**Exercise details**: Transcribe each record below character for character.

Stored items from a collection
┄┄┄┄┄┄┄┄┄┄┄┄┄┄┄┄┄┄┄┄

PR #119, opened 2015-08-25
PHX-120

muhhshoaib:
updated the dialog box for the Open exam options

FYI @chrisndodge

PR #126, opened 2015-08-26
PHX-133/avoid multiple click

hasnain-naveed:


edx_proctoring/templates/proctoring/seq_proctored_exam_entrance.html
```diff
@@ -64,6 +72,7 @@
       if (typeof action_url === "undefined" ) {
         return false;
```
muhhshoaib: bind the click event back here.

edx_proctoring/templates/proctoring/seq_proctored_exam_entrance.html
```diff
@@ -38,19 +38,27 @@
...
       var start_immediately = $(this).data('start-immediately');
 
+      // unbind the click event to prevent the multiple calls
+      $(this).unbind('click');
+
+      // adding class for moving cursor and to change the color of button
+      $(this).parent().addClass('disable-proctored-exam-btn');
+
       if (!attempt_proctored) {
         var msg = gettext(
```
muhhshoaib: bind the click event back here.

chrisndodge:
@hasnain-naveed @muhhshoaib I have a feeling that these changes will conflict with: https://github.com/edx/edx-proctoring/pull/119

We'll have to resolve merge conflicts after 119 gets merged in (or vice versa)

muhhshoaib:
@chrisndodge yes, we do have in mind. Just waiting for the first one to merge then we can resolve the conflicts.

chrisndodge:
@hasnain-naveed @muhhshoaib @afzaledx to unblock us from having to get Sass changes in edx-platform reviewed, is there a way we could do this all in JavaScript (and thus all self-contained in edx-proctoring)?

hasnain-naveed:
@chrisndodge @muhhshoaib @afzaledx I have done the css in JavaScript.

chrisndodge:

┄┄┄┄┄┄┄┄┄┄┄┄┄┄┄┄┄┄┄┄

**Result below**:
PR #119, opened 2015-08-25
PHX-120

muhhshoaib:
updated the dialog box for the Open exam options

FYI @chrisndodge

PR #126, opened 2015-08-26
PHX-133/avoid multiple click

hasnain-naveed:


edx_proctoring/templates/proctoring/seq_proctored_exam_entrance.html
```diff
@@ -64,6 +72,7 @@
       if (typeof action_url === "undefined" ) {
         return false;
```
muhhshoaib: bind the click event back here.

edx_proctoring/templates/proctoring/seq_proctored_exam_entrance.html
```diff
@@ -38,19 +38,27 @@
...
       var start_immediately = $(this).data('start-immediately');
 
+      // unbind the click event to prevent the multiple calls
+      $(this).unbind('click');
+
+      // adding class for moving cursor and to change the color of button
+      $(this).parent().addClass('disable-proctored-exam-btn');
+
       if (!attempt_proctored) {
         var msg = gettext(
```
muhhshoaib: bind the click event back here.

chrisndodge:
@hasnain-naveed @muhhshoaib I have a feeling that these changes will conflict with: https://github.com/edx/edx-proctoring/pull/119

We'll have to resolve merge conflicts after 119 gets merged in (or vice versa)

muhhshoaib:
@chrisndodge yes, we do have in mind. Just waiting for the first one to merge then we can resolve the conflicts.

chrisndodge:
@hasnain-naveed @muhhshoaib @afzaledx to unblock us from having to get Sass changes in edx-platform reviewed, is there a way we could do this all in JavaScript (and thus all self-contained in edx-proctoring)?

hasnain-naveed:
@chrisndodge @muhhshoaib @afzaledx I have done the css in JavaScript.

chrisndodge:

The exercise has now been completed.